◆ **Information given**:
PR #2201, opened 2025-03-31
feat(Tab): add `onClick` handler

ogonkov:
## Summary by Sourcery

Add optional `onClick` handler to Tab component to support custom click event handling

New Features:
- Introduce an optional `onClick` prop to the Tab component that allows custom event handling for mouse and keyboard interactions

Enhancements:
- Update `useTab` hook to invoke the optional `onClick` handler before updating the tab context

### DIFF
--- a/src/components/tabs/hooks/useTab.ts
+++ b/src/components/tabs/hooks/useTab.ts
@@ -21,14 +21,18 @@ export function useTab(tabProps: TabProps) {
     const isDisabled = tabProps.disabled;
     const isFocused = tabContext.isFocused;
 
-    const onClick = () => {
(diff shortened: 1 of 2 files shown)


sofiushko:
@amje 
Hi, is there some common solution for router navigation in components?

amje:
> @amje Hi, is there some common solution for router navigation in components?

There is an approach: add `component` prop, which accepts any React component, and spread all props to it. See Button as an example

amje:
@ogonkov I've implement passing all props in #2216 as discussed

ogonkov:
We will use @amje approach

◆ **Task objective**: From the lines above, copy those that contain the word "approach".

◆ **Task result**:
There is an approach: add `component` prop, which accepts any React component, and spread all props to it. See Button as an example
We will use @amje approach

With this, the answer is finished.